Centrale Raad van Beroep

Datum uitspraak
30 augustus 2012
Publicatiedatum
5 april 2013
Zaaknummer
11-4095 WUBO
Instantie
Centrale Raad van Beroep
Type
Uitspraak
Rechtsgebied
Bestuursrecht; Socialezekerheidsrecht
Procedures
  • Eerste aanleg - enkelvoudig
Rechters
Vindplaatsen
  • Rechtspraak.nl
AI samenvatting door LexboostAutomatisch gegenereerd

Afwijzing verzoek om herziening van erkenning als burger-oorlogsslachtoffer op basis van onvoldoende nieuwe feiten

In deze zaak heeft appellant, A.J.J. van Ommen, beroep ingesteld tegen een besluit van de Pensioen en Uitkeringsraad, waarin zijn verzoek om erkenning als burger-oorlogsslachtoffer op basis van de Wet uitkeringen burger-oorlogsslachtoffers 1940-1945 (Wubo) werd afgewezen.

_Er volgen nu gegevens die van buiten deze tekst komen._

PR #318862, opened 2026-05-28
Throttle initial Git repository.status() across repositories

### LINKED ISSUE #318279: Extension host repeatedly killed in large multi-root workspaces (vscode.git decoration storm)

- VS Code Version: 1.120.0
- OS Version: macOS 26.3.1 (darwin-arm64, Darwin 25.3.0)

Steps to Reproduce:

1. Create a multi-root `.code-workspace` containing around 50 folders, most of them git repos of varying sizes (small repos, larger codebases with Python venvs, a clone of microsoft/vscode).
2. Open it and wait. Don't open files or interact.

The extension host gets killed about 30 seconds after starting, auto-restarts, and dies again on the same cycle. `renderer.log` shows `Extension host (LocalProcess pid: N) terminated unexpectedly` with no stack and no signal. `exthost.log` shows several thousand `[Decorations] CAPPING events from decorations provider vscode.git` warnings firing in tight succession just before each kill. Cadence matches the IPC unresponsive watcher killing after missed pings.

Bisecting by halving the folder list and swapping folders at the boundary showed the trigger is aggregate vscode.git scan load, not any specific folder. Above a workspace-size threshold the host can't survive its own startup scan.

Ruled out:

- Extensions. Same crash with `--disable-extensions`.
- Folder identity. Removing the largest folder (microsoft/vscode clone), the most recently added folders, or individual suspect folders had no effect; only total count matters.
- File-watcher noise. Adding `**/.venv/**`, `**/__pycache__/**`, `**/.pytest_cache/**` to `files.watcherExclude` changed nothing.
- `git.autoRepositoryDetection: "openEditors"`. No effect, since explicit workspace folders still get scanned.

Workarounds:

- `git.enabled: false` at workspace level stops it (loses Source Control panel and decorations).
- Splitting the workspace and dropping enough folders to get below the threshold.

My workspace grew gradually, so I can't say if this is a recent regression or a longstanding threshold I just crossed. Either way, vscode.git's startup scan starves the host instead of degrading gracefully.

`renderer.log` (one cycle):
```
2026-05-25 21:14:15.585 [info] Started local extension host with pid 98481.
2026-05-25 21:14:35.663 [error] Extension host (LocalProcess pid: 98481) terminated unexpectedly. The following extensions were running: vscode.github-authentication, vscode.emmet, vscode.ipynb, vscode.git-base, vscode.npm, vscode.git, vscode.github, GitHub.copilot-chat, vscode.debug-auto-launch, vscode.merge-conflict, vscode.configuration-editing, vscode.json-language-features, vscode.typescript-language-features, vscode.terminal-suggest, vscode.microsoft-authentication, vscode.extension-editing
2026-05-25 21:14:35.697 [info] Started local extension host with pid 9281.
```

`exthost.log` (CAPPING warnings before the kill):
```
2026-05-25 21:14:21.950 [warning] [Decorations] CAPPING events from decorations provider vscode.git 330
2026-05-25 21:14:24.356 [warning] [Decorations] CAPPING events from decorations provider vscode.git 8585
2026-05-25 21:14:24.411 [warning] [Decorations] CAPPING events from decorations provider vscode.git 8585
2026-05-25 21:14:24.741 [warning] [Decorations] CAPPING events from decorations provider vscode.git 8585
```

### LINKED ISSUE #318764: Extension host crash loop (exit code 5) on startup when Copilot Chat is enabled in a large multi-root workspace
- Copilot Chat Extension Version: `github.copilot-chat@0.48.1`
- VS Code Version: 1.120.0 (commit 0958016b2af9f09bb4257e0df4a95e2f90590f9f, arm64)
- OS Version: macOS 26.2 (Darwin arm64)
- Feature (e.g. agent/edit/ask mode): N/A, the host crashes at startup before any chat session is opened
- Selected model (e.g. GPT 4.1, Claude 3.7 Sonnet): N/A, see above
- Logs: see below

Steps to Reproduce:

1. Open a multi-root `.code-workspace` containing ~50 folders (mix of git repos, several large; same workspace as microsoft/vscode#318279).
2. Have `github.copilot-chat@0.48.1` enabled. Do not interact with the window.
3. Wait ~25 to 30 seconds after the Extension Host starts.
4. Renderer reports `Extension host (LocalProcess pid: N) terminated unexpectedly`; main log shows `exit code: 5, signal: unknown`. Auto-restart starts a new host, which dies on the same cycle.

## Bisect

Reproduced with `code --disable-extension <id>` per launch, watching `~/Library/Application Support/Code/logs/<ts>/main.log` for ~75s after each Extension Host start:

| Launch | What was disabled (active 3rd-party set) | Outcome |
| --- | --- | --- |
| `--disable-extensions` | all 3rd-party | survive >80s |
| Round 1 | second half of activated extensions, alphabetical | crash ~26s |
| Round 2 | + claude-code, copilot-chat, postgres, prettier, biome | survive >80s |
| Round 3 | + only prettier, biome | crash ~21s |
| Round 4 | + postgres also | crash ~21s |
| Round 5 | + copilot-chat also | survive >80s |
| Re-enable all | (none, copilot-chat back on) | crash ~28s |

Disabling `github.copilot-chat` alone with every other extension enabled is sufficient. Re-enabling it brings the loop back.

## Logs (one cycle)

`main.log`:

```
2026-05-28 10:04:46.787 [info] Extension host with pid 40087 exited with code: 5, signal: unknown.
2026-05-28 10:04:46.787 [error] [UtilityProcess id: 2, type: extensionHost, pid: 40087]: crashed with code 5 and reason 'crashed'
```

`renderer.log`:

```
2026-05-28 10:04:19.398 [info] Started local extension host with pid 40087.
2026-05-28 10:04:46.790 [error] Extension host (LocalProcess pid: 40087) terminated unexpectedly. The following extensions were running: ..., GitHub.copilot-chat, ...
```

`exthost.log` (next cycle, right before next kill, only chat-related error):

```
2026-05-28 10:04:54.643 [error] Error calling provideChatSessionProviderOptions for handle 0: Canceled
```

Earlier the same day, a same-coalition Homebrew `node` child (thread named `chrome-devtools-mcp`) crashed with the classic V8 OOM stack (`node::OOMErrorHandler` to `v8::internal::V8::FatalProcessOutOfMemory`). Different process, but consistent memory-pressure signal in this VS Code instance, suggesting the exthost is also V8-OOMing.

## Possibly related

microsoft/vscode-copilot-release#14139 is also `exit code 5` in a Copilot Chat workflow on macOS, but that one is the *renderer* crashing during sustained Remote-SSH chat usage; this one is the *local extension host* crashing on startup. Likely a shared memory-pressure root cause.

## Workaround

Disable `github.copilot-chat`, per launch with `code --disable-extension github.copilot-chat`, or persistently via the Extensions sidebar.

dmitrivMS:
Fixes #318279
Fixes #318764

### Problem

In workspaces with many git repositories (~50+ folders in a multi-root `.code-workspace`), the extension host gets killed ~25–30s after startup, auto-restarts, and crashes in a loop. The reporter's `exthost.log` shows thousands of `[Decorations] CAPPING events from decorations provider vscode.git` warnings just before each kill, and the cadence matches the IPC unresponsive watcher firing after missed pings. `git.enabled: false` is a known workaround.

### Root cause

`Model.openRepository()` ends with a fire-and-forget `repository.status()` for every repo discovered during the initial scan. Each `_updateModelState()` fans out ~8 git subprocesses (`HEAD`, `remotes`, `submodules`, `worktrees`, `getStatus`, `getRefs`, ...) and then parses the output on the ext-host's single thread. With N repos opening through `Promise.all(... openRepository ...)` in `doInitialScan`, we get ~N×8 in-flight git subprocesses and a large blocking parse burst. For N≈50 that's enough to starve IPC pings and trip the unresponsive-host kill.

The decoration `CAPPING` warnings are a symptom of the same overload (each completed status fires a large decoration delta), not the cause.

### Fix

Throttle the initial fire-and-forget `repository.status()` calls across repositories via a model-level `Limiter<void>(5)`. The repo is still registered with SCM immediately (`this.open(repository)` runs unchanged); only the resource/decoration population is throttled, which was already async.

Concurrency 5 matches existing uses in [extensions/git/src/repository.ts](extensions/git/src/repository.ts#L1645) and [extensions/git/src/git.ts](extensions/git/src/git.ts#L2290) — enough parallelism to keep cores busy without saturating the host.

Applies to runtime opens too (workspace-folder additions, `eventuallyScanPossibleGitRepositories`), so the same crash can't be reproduced by adding folders incrementally.

### Verification

- Typecheck passes (`tsc -p extensions/git --noEmit`).
- No existing tests depend on unbounded parallelism (smoke test waits on an event).
- Manual repro on the reporter's workspace would be ideal — flagging @lszomoru.

### Not in scope

- The redundant `git rev-parse --show-toplevel` calls for subfolders of already-opened repos (previously explored in #313856) would further cut process count but don't change the crash dynamics; better as a follow-up so each change can be evaluated independently.

### DIFF
--- a/extensions/git/src/model.ts
+++ b/extensions/git/src/model.ts
@@ -7,7 +7,7 @@ import { workspace, WorkspaceFoldersChangeEvent, Uri, window, Event, EventEmitte
 import TelemetryReporter from '@vscode/extension-telemetry';
 import { IRepositoryResolver, Repository, RepositoryState } from './repository';
 import { memoize, sequentialize, debounce } from './decorators';
-import { dispose, anyEvent, filterEvent, isDescendant, pathEquals, toDisposable, eventToPromise } from './util';
+import { dispose, anyEvent, filterEvent, isDescendant, Limiter, pathEquals, toDisposable, eventToPromise } from './util';
 import { Git } from './git';
 import * as path from 'path';
 import * as fs from 'fs';
@@ -280,6 +280,9 @@ export class Model implements IRepositoryResolver, IBranchProtectionProviderRegi
 	get repositoryCache(): RepositoryCache {
 		return this._repositoryCache;
 	}
+
+	// Throttle initial repository.status() across repositories to avoid starving the ext host (#318279).
+	private readonly _initialStatusLimiter = new Limiter<void>(5);
 
 	private disposables: Disposable[] = [];
 
@@ -691,9 +694,8 @@ export class Model implements IRepositoryResolver, IBranchProtectionProviderRegi
 			this.logger.info(`[Model][openRepository] Opened repository (real path): ${repository.rootRealPath ?? repository.root}`);
 			this.logger.info(`[Model][openRepository] Opened repository (kind): ${gitRepository.kind}`);
 
-			// Do not await this, we want SCM
-			// to know about the repo asap
-			repository.status().then(() => {
+			// Do not await this, we want SCM to know about the repo asap.
+			this._initialStatusLimiter.queue(() => repository.status()).then(() => {
 				this._repositoryCache.update(repository.remotes, [], repository.root);
 			});
 		} catch (err) {


dmitrivMS:
Exploration build pipeline: https://dev.azure.com/monacotools/Monaco/_build/results?buildId=443081&view=results

lszomoru (approved):

dmitrivMS:
Tested with 30 repos and on Windows, it looks ok, but also asked customer to confirm if the crash is gone in their scenario.

PR #318879, opened 2026-05-29
Fix command center debug hover color

### LINKED ISSUE #193789: Command center with debug controls has strange mouse hover/active styling
https://github.com/microsoft/vscode/assets/22350/e0beee6a-419f-43e4-b35e-20cb84695d35

Two observations:

- When debugging, the control center becomes red but when hovering the "non-debug" grey background appears. I expected a different shade of red when hovering, when in that state
- Also, pressing down with the mouse button on an empty area of the control center will reveal hover state for the debug actions.

viraatdas:
Fixes #193789

This updates the command center theme override used while debugging so hover/active feedback keeps the debug color treatment instead of falling back to the normal titlebar active background.

Changes:
- add a `commandCenter.debuggingActiveBackground` theme color
- override `commandCenter.activeBackground` alongside `commandCenter.background` while the debug toolbar is in the command center

Verification:
- `git diff --check`

Disclosure: This PR was prepared with AI assistance, with the final change and validation reviewed before submission.


viraatdas:
Closing this duplicate because the contribution has been republished from the Libra Issues machine user: https://github.com/microsoft/vscode/pull/319070

PR #318927, opened 2026-05-29
fix: restore right-click rename for sessions in the Agents window (#318819)

### LINKED ISSUE #318819: Agents: Can't right-click rename sessions
Reported by @Yoyokrazy: rename is no longer an option in the right-click context menu of sessions in the Agents window. 

In editor windows, I've run into separate issues with renaming: https://github.com/microsoft/vscode/issues/318442.

katipally:
Fixes #318819

## What happened

The right-click rename option was no longer showing in the Agents window session list after the `CopilotSessionContextMenuBridge` was removed.

## What this fixes

Adds a dedicated context menu action `RenameCopilotSessionAction` that registers "Rename..." in the session item context menu for all copilot session types that support rename:

- `local` sessions
- `copilotcli` (background/CLI) sessions
- `claude-code` sessions

Cloud sessions (`copilot-cloud-agent`) are correctly excluded since the backend does not support renaming them.

## Changes

**`copilotChatSessionsActions.ts`**
- Added `RenameCopilotSessionAction` that shows "Rename..." in the context menu when `chatSessionProviderId === 'default-copilot'` and `chatSessionType !== 'copilot-cloud-agent'`
- Action uses `ISessionsManagementService.renameChat()` which already routes to the correct provider implementation per session type

**`copilotChatSessionsProvider.ts`**
- Added handling for `local` session type in `renameChat()` via `chatService.setChatSessionTitle()`

## Verification

Right-clicking a session in the Agents window now shows "Rename..." in the context menu.

### DIFF
--- a/src/vs/sessions/contrib/providers/copilotChatSessions/browser/copilotChatSessionsActions.ts
+++ b/src/vs/sessions/contrib/providers/copilotChatSessions/browser/copilotChatSessionsActions.ts
@@ -7,11 +7,12 @@ import { BaseActionViewItem } from '../../../../../base/browser/ui/actionbar/act
 import { Disposable, IDisposable } from '../../../../../base/common/lifecycle.js';
 import { IReader, autorun, observableValue } from '../../../../../base/common/observable.js';
 import { isWeb } from '../../../../../base/common/platform.js';
-import { localize2 } from '../../../../../nls.js';
+import { localize, localize2 } from '../../../../../nls.js';
 import { IActionViewItemService } from '../../../../../platform/actions/browser/actionViewItemService.js';
 import { Action2, registerAction2 } from '../../../../../platform/actions/common/actions.js';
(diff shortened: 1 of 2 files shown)


benibenj:
Thanks, but I already pushed a fix for this

katipally:
Ah, no worries, glad it's fixed! thanks for the heads up!

@benibenj  To be honest, the main issue I'm running into as a new contributor is figuring out the right way to propose changes without them overlapping with your internal work or getting closed. I have some feature ideas for the Agents window that I think would be great additions.

Could you point me to the standard process for proposing and getting alignment on these kinds of features before I write the code? Or, if there are any smaller 'good first issues' you recommend I start with instead, I'd be happy to take a look.

benibenj:
@katipally If you have feature request for the agents window, you can just open an issue and explain your idea. I do not recommend opening a PR before it gets discussed. But most likely we would implement it ourselves. We have labels on issues which are help-needed or good-first-issue

PR #318932, opened 2026-05-29
Improvements to Area/FullPage Screenshot to Chat

jruales:


src/vs/platform/browserView/electron-main/browserView.ts
```diff
@@ -644,30 +653,43 @@ export class BrowserView extends Disposable {
...
 		if (!size) {
 			throw new Error('Page.getLayoutMetrics did not return a cssContentSize');
 		}
 		const zoomFactor = this._view.webContents.getZoomFactor();
+		const clipWidth = size.width * zoomFactor;
+		const clipHeight = size.height * zoomFactor;
+		// CDP renders the screenshot at device pixels, so the output bitmap dimensions are roughly
+		// `clip.width * scale * devicePixelRatio`. Divide by DPR here so `MAX_FULL_PAGE_SCREENSHOT_DIMENSION`
+		// is an upper bound on the final image pixel size (not just the CSS-pixel clip size).
+		// We read the DPR from the display hosting the view's window (rather than evaluating
```
kycutler, line 669: Is this also in the info returned from `Page.getLayoutMetrics`? Agree with the Copilot comment that this wouldn't seem to account for device emulation

connor4312 (approved):

src/vs/platform/browserView/electron-main/browserView.ts
jruales: Will add that in follow-up PR. There are several fixes that need to be made for device emulation, even for Add Element to Chat when the zoom level isn't 100% in emulation

PR #319023, opened 2026-05-29
Update settings and docs for Execution Subagent rollout based on Gemini-3-Flash

vikramnitin9:
- Enables the Execution Subagent by default, and sets the default model to `gemini-3-flash`
- Disables the subagent if `gemini-3-flash` is not available.
- Updates `package.nls.json` to indicate that the subagent is powered by Gemini.


bhavyaus:
**Resolving the Gemini-3-Flash endpoint in `ExecutionSubagentToolCallingLoop`**

In `getEndpoint()` ([`executionSubagentToolCallingLoop.ts:133`](https://github.com/microsoft/vscode/blob/vikram/gemini-notes/extensions/copilot/src/extension/prompt/node/executionSubagentToolCallingLoop.ts#L133)) we call `endpointProvider.getChatEndpoint('gemini-3-flash')`, but the string overload only resolves `copilot-utility` / `copilot-utility-small` and throws otherwise ([`endpointProviderImpl.ts:138-147`](https://github.com/microsoft/vscode/blob/vikram/gemini-notes/extensions/copilot/src/extension/prompt/vscode-node/endpointProviderImpl.ts#L138-L147)), so the catch silently falls back to the main agent model, contradicting the new "powered by Gemini-3-Flash" string in `package.nls.json`.

Suggest looking it up via `getAllChatEndpoints()` (the same API the new gate in `agentIntent.ts` uses), e.g.:

```ts
const all = await this.endpointProvider.getAllChatEndpoints();
const gemini = all.find(ep => ep.family.toLowerCase().includes('gemini-3-flash') && ep.supportsToolCalls);
return gemini ?? await this.endpointProvider.getChatEndpoint(this.options.request);
```

Using the same predicate in both places also keeps the gate and the runtime lookup from drifting.

vikramnitin9:
@bhavyaus - actually, if Gemini is not available, then the execution subagent will be disabled, so the code will never even get to the `getEndpoint()` method. Would you still recommend modifying `getEndpoint`? If so, would you suggest throwing an error there, returning an `undefined` endpoint, or something else?

bhavyaus (approved):

Issue #15, opened 2022-04-11
vitest not work - "( Vitest should be configured to be able to run from project root )"


mengqianyixing:
![image](https://user-images.githubusercontent.com/70135517/162660924-7a9d3269-622c-4363-9694-d322183ec9af.png)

De afwijzing was gebaseerd op het ontbreken van relevante nieuwe feiten of gegevens die de eerdere beslissing konden onderbouwen. Appellant, geboren in 1937 in het voormalige Nederlands-Indië, had eerder in 2000 een aanvraag ingediend die was afgewezen omdat er geen bevestiging was van zijn betrokkenheid bij beschietingen tijdens de Bersiap-periode.

Appellant heeft in de loop der jaren meerdere verzoeken tot herziening ingediend, maar telkens werd geconcludeerd dat er geen nieuwe feiten waren die de afwijzing konden rechtvaardigen. In zijn beroep verwees appellant naar een geanonimiseerd advies dat suggereerde dat de wijk waar hij woonde, betrokken was bij bombardementen, maar de Raad oordeelde dat deze informatie niet voldoende was om aan te nemen dat appellant zelf door oorlogsgeweld was getroffen.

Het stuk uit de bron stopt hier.